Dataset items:
▼▼▼
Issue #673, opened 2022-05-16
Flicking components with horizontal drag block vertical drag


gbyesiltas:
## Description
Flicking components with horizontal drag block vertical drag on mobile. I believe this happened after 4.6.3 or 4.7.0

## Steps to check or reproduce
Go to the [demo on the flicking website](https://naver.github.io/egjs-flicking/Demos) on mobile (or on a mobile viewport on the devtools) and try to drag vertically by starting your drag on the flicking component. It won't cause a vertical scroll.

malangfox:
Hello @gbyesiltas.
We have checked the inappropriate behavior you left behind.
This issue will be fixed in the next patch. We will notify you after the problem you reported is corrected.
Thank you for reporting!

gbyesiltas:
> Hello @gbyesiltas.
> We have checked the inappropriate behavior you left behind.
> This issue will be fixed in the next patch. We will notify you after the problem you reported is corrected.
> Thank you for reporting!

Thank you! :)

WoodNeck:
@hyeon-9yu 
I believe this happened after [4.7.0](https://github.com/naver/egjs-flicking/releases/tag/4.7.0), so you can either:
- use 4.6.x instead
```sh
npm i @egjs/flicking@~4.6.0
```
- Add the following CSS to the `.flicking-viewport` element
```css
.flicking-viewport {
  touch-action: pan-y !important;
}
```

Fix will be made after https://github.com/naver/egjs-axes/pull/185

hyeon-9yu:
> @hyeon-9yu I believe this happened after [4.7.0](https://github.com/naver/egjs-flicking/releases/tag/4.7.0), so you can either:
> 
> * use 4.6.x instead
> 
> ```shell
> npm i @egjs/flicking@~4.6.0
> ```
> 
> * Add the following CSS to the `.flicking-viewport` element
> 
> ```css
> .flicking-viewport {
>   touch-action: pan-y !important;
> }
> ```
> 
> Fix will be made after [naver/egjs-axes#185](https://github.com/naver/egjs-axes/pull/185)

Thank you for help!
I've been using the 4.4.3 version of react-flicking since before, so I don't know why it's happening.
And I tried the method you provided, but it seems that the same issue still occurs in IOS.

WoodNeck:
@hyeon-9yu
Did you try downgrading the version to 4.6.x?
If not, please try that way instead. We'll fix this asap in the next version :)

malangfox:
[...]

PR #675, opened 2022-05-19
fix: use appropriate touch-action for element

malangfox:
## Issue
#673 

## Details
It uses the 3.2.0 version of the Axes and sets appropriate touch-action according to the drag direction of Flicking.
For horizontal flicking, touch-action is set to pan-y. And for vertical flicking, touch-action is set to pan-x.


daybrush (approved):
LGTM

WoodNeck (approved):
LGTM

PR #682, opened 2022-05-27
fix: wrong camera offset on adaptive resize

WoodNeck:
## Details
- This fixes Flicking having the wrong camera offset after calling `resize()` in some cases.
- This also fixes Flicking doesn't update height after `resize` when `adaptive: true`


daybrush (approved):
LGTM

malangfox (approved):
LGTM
▲▲▲
The task: Each line from the top of the entries above through the line containing "PR #675, opened 2022-05-19" must be transcribed exactly, and no other line may appear.

Written response:
Issue #673, opened 2022-05-16
Flicking components with horizontal drag block vertical drag


gbyesiltas:
## Description
Flicking components with horizontal drag block vertical drag on mobile. I believe this happened after 4.6.3 or 4.7.0

## Steps to check or reproduce
Go to the [demo on the flicking website](https://naver.github.io/egjs-flicking/Demos) on mobile (or on a mobile viewport on the devtools) and try to drag vertically by starting your drag on the flicking component. It won't cause a vertical scroll.

malangfox:
Hello @gbyesiltas.
We have checked the inappropriate behavior you left behind.
This issue will be fixed in the next patch. We will notify you after the problem you reported is corrected.
Thank you for reporting!

gbyesiltas:
> Hello @gbyesiltas.
> We have checked the inappropriate behavior you left behind.
> This issue will be fixed in the next patch. We will notify you after the problem you reported is corrected.
> Thank you for reporting!

Thank you! :)

WoodNeck:
@hyeon-9yu 
I believe this happened after [4.7.0](https://github.com/naver/egjs-flicking/releases/tag/4.7.0), so you can either:
- use 4.6.x instead
```sh
npm i @egjs/flicking@~4.6.0
```
- Add the following CSS to the `.flicking-viewport` element
```css
.flicking-viewport {
  touch-action: pan-y !important;
}
```

Fix will be made after https://github.com/naver/egjs-axes/pull/185

hyeon-9yu:
> @hyeon-9yu I believe this happened after [4.7.0](https://github.com/naver/egjs-flicking/releases/tag/4.7.0), so you can either:
> 
> * use 4.6.x instead
> 
> ```shell
> npm i @egjs/flicking@~4.6.0
> ```
> 
> * Add the following CSS to the `.flicking-viewport` element
> 
> ```css
> .flicking-viewport {
>   touch-action: pan-y !important;
> }
> ```
> 
> Fix will be made after [naver/egjs-axes#185](https://github.com/naver/egjs-axes/pull/185)

Thank you for help!
I've been using the 4.4.3 version of react-flicking since before, so I don't know why it's happening.
And I tried the method you provided, but it seems that the same issue still occurs in IOS.

WoodNeck:
@hyeon-9yu
Did you try downgrading the version to 4.6.x?
If not, please try that way instead. We'll fix this asap in the next version :)

malangfox:
[...]

PR #675, opened 2022-05-19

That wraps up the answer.